**WHAT IS REQUIRED**
Look through the listing and report every line that has "opened" in it.

**PROVIDED DATA**
*** Block opens ***

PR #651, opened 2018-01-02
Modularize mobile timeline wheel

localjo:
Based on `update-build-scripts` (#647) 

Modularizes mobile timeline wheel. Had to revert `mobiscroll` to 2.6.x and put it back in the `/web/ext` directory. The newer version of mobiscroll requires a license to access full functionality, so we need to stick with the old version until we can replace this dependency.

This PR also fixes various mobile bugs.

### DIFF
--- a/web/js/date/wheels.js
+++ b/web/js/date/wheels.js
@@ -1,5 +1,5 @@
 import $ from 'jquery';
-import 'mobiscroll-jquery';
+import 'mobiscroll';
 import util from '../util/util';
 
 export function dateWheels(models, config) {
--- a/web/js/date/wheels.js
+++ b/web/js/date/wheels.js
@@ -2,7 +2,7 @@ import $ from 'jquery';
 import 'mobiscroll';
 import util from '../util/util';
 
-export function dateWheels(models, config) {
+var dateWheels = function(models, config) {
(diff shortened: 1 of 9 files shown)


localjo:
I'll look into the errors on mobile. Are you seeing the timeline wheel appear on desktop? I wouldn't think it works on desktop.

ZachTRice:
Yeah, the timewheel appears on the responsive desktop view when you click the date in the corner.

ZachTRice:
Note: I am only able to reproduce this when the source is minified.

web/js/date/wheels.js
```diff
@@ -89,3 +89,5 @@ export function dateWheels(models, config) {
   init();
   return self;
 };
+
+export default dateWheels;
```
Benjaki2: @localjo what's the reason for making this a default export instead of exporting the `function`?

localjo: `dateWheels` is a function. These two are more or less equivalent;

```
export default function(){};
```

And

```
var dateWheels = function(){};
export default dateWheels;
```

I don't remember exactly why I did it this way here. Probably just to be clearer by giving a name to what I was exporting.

*** Block closes ***
*** Block opens ***

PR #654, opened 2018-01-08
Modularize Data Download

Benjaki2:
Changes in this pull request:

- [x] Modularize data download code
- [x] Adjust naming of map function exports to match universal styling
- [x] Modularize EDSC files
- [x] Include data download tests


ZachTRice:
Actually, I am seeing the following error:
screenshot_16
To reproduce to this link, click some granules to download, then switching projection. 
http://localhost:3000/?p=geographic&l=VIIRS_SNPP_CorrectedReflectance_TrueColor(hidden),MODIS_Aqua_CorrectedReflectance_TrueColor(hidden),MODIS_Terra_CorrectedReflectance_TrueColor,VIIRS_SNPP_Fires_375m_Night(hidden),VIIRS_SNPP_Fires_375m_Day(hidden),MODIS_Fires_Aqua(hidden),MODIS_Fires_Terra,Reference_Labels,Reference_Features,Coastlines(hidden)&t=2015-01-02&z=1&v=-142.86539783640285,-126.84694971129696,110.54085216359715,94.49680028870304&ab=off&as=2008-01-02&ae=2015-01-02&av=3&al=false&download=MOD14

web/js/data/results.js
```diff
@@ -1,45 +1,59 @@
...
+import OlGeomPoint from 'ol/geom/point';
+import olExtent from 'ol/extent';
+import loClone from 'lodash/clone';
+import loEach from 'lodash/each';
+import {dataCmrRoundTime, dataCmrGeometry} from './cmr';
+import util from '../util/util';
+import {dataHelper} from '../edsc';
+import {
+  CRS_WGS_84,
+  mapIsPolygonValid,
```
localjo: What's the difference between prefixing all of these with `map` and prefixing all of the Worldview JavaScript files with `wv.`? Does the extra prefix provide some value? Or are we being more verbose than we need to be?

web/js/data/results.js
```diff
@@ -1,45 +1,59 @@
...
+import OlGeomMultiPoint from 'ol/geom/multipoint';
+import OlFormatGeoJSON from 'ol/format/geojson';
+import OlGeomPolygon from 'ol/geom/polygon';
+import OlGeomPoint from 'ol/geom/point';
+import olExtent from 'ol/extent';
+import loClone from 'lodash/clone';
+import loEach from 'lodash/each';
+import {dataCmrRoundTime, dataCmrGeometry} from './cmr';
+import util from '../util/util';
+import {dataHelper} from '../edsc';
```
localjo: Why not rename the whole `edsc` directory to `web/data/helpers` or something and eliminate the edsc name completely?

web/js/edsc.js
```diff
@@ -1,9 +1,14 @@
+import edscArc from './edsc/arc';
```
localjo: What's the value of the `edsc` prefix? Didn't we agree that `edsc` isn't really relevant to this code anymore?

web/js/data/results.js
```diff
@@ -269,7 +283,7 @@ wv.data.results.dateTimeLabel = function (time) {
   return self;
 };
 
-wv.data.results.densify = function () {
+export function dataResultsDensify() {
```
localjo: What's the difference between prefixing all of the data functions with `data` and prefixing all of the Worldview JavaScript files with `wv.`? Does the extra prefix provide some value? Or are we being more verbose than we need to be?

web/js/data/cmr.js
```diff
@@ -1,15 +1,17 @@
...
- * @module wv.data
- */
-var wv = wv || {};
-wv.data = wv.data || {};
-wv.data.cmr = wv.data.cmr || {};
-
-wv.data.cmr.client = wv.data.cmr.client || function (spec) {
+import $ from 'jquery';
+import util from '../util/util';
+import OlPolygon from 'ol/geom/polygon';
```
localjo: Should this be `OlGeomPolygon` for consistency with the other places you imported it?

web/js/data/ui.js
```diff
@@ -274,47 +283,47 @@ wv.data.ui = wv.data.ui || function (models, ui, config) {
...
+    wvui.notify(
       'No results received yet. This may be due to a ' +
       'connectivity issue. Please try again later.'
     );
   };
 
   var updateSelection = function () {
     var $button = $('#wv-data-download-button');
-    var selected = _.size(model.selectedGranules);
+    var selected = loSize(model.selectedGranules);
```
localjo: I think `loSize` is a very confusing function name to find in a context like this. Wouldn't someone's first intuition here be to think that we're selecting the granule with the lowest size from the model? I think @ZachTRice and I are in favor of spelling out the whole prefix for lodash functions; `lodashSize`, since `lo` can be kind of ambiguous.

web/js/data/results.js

*** Block closes ***

**RESULT**
PR #651, opened 2018-01-02
PR #654, opened 2018-01-08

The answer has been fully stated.